Extract, without alteration, each line from the start of the listing to the line bearing "### LINKED ISSUE #165: Passing".

= Beginning of Section =

PR #178, opened 2018-02-13
ENH: adds `inspect-metadata` and cleans up errors

### LINKED ISSUE #165: Passing in a visualization gives cryptic error
This [came up on the forum](https://forum.qiime2.org/t/getting-error-when-performing-diversity-core-metrics-phylogenetic/1446). It looks like we're getting an error because [this line](https://github.com/qiime2/q2cli/blob/2273ccce1a8934cb41b1269d855207e6b1948721/q2cli/handlers.py#L302) errors without knowing the context. So a user who passes in a `qzv` will see something about using `Visualization.load` instead.

### LINKED ISSUE #177: Add a tool command for viewing metadata columns/summaries
Originally from https://github.com/qiime2/qiime2/issues/363

Name would be something like `qiime tools inspect-metadata` or `qiime tools summarize-metadata` and would provide a list of the columns and their type annotations/inference (and in the future, whatever other kinds of properties we associate with column names).

ebolyen:
fixes #177
fixes #165 

---

image

image

image

image

image

---

image

### DIFF
--- a/q2cli/tools.py
+++ b/q2cli/tools.py
@@ -195,9 +195,11 @@ def inspect_metadata(paths, tsv, failure):
     if not tsv:
         click.secho(formatter("=" * max_name_len, "=" * max_type_len),
                     bold=True)
-        click.secho(("{0:>%d}  " % max_name_len).format("IDS:"), bold=True, nl=False)
+        click.secho(("{0:>%d}  " % max_name_len).format("IDS:"),
+                    bold=True, nl=False)
         click.echo(metadata.id_count)
-        click.secho(("{0:>%d}  " % max_name_len).format("COLUMNS:"), bold=True, nl=False)
+        click.secho(("{0:>%d}  " % max_name_len).format("COLUMNS:"),
+                    bold=True, nl=False)
         click.echo(metadata.column_count)
 
 
--- a/q2cli/tools.py
+++ b/q2cli/tools.py
@@ -144,27 +144,21 @@ def peek(path):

= End of Section =

### Answer section:
PR #178, opened 2018-02-13
ENH: adds `inspect-metadata` and cleans up errors

### LINKED ISSUE #165: Passing in a visualization gives cryptic error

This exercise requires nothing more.